### [Brief]
Count the lines below that include the word "Hyperloom", then give that number and no other words.

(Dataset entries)
-- -- --

PR #456, opened 2026-09-07
Preserve JSON text in environment assignments

### LINKED ISSUE #455: JSON environment normalization causes false handoff conflicts
GEAK can reject identical environment values in `baseline_env_spec.config.extra_envs` and `accepted_env` because only the shell-string form passes through JSON canonicalization.

For example:

```python
extra_envs = {"CONFIG": '{"b": 2, "a": 1}'}
accepted_env = """'CONFIG={"b": 2, "a": 1}'"""
```

The structured value stays unchanged, while `_parse_env` calls `_shell_tokens`, which sorts the JSON keys and removes whitespace. Reconciliation then raises a conflicting-environment error. Conversely, canonicalization can make distinct literal environment strings compare equal.

Server flags intentionally use semantic JSON normalization. Environment values are opaque strings and should preserve their text. Retain support for bare JSON assignments, whole-assignment quoting, and value-only quoting while separating environment tokenization from server-flag normalization.

A regression on main `bf7dbe3546e41b45727b9d9cdb721702b66d57d3` reproduces nine failures, with four value-only-quoted controls passing. The same failure occurs when feeding the actual Hyperloom producer into #452 and #437+#452. This is independent of complete-argv authority and of Hyperloom's separate environment-quoting defect. No saved production run has been attributed to this environment defect.

iraj465:
Environment values emitted in both `extra_envs` and `accepted_env` could falsely conflict because GEAK canonicalized JSON only in the shell-string form. Keep the original JSON text when tokenizing environment assignments. Server-flag tokenization retains its existing semantic normalization.

Regression coverage exercises bare assignments, whole-assignment quoting, and value-only quoting with object key order, array whitespace, numeric spelling, and Unicode. A separate case confirms that distinct literal JSON environment strings still conflict. On main the new cases produce **9 failures and 4 passes**; the corrected focused resolver/dispatch/alignment/Magpie suite passes **249 tests**, plus 8 subtests.

The candidate applies cleanly over #452 and #437+#452. With Hyperloom's separate producer-quoting correction, both compositions pass all **12 actual producer-to-consumer boundary cases**: six argv/state cases and six environment cases. The harness calls production functions and stops before the external runner.

The complete L0 Python job passed **1,949 tests, with 5 skips**, plus 85 passing subtests. The coverage gate passed at **97.47%** over its configured trees; `effective_config.py` reached 100%. An initial local wrapper set `PYTHONPATH` to the repository root, which made a script-local `kb.py` shadow the `kb` package in subprocess tests. Removing that wrapper override made the unchanged tests pass.

Ruff 0.16.6 reports the same 17 advisory findings on the two files before and after the patch, with no new findings. Whitespace checks pass.

This change preserves supported bare-JSON assignments and does not alter launch-argument authority, measurement mode, or worker scheduling. No GPU performance or historical funnel recovery is claimed.

Fixes #455.

### DIFF
--- a/interface/effective_config.py
+++ b/interface/effective_config.py
@@ -51,7 +51,9 @@ class _Flag:
     value: Optional[str]
 
 
-def _protect_bare_json(text: str) -> tuple[str, dict[str, str]]:
+def _protect_bare_json(
+    text: str, *, canonicalize_json: bool = True
+) -> tuple[str, dict[str, str]]:
     """Replace balanced bare JSON values before POSIX ``shlex`` removes quotes."""
 
     protected: dict[str, str] = {}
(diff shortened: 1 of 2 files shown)


iraj465:
Superseded by #452, which now includes these exact fixes and regression tests. Consolidated into one PR per repository for this delivery; the combined source passed fresh local checks. Please review #452.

-- -- --

### [Problem solution]
2